Segment Start: STORED DATA
Issue #79, opened 2025-06-28
Prevent Gambler from being killable before being made visible


TheMilkMan6669:
If you place a brick of C-4 in an area where the Gambler _would_ have spawned if you had the 200+BTC prerequisite, he would be blown up anyway. This should be fixed

Issue #73, opened 2025-06-21
Update English Articles, Incorporate into Menus, Update Name Highlighting


packardbell95:
# Functional Consistency
The `getArticle()` function currently does not apply appropriately to all item types. In particular, applying it to "NOKIA MAIL" will return "a " instead of "", which is technically not grammatically correct

### ❌ Incorrect Phrasing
Segment End: STORED DATA
(BRIEF):
All lines from the one containing "# Functional Consistency" through the end of the records, both ends included, are to be quoted exactly; please add nothing else.

(YOUR SOLUTION):
# Functional Consistency
The `getArticle()` function currently does not apply appropriately to all item types. In particular, applying it to "NOKIA MAIL" will return "a " instead of "", which is technically not grammatically correct

### ❌ Incorrect Phrasing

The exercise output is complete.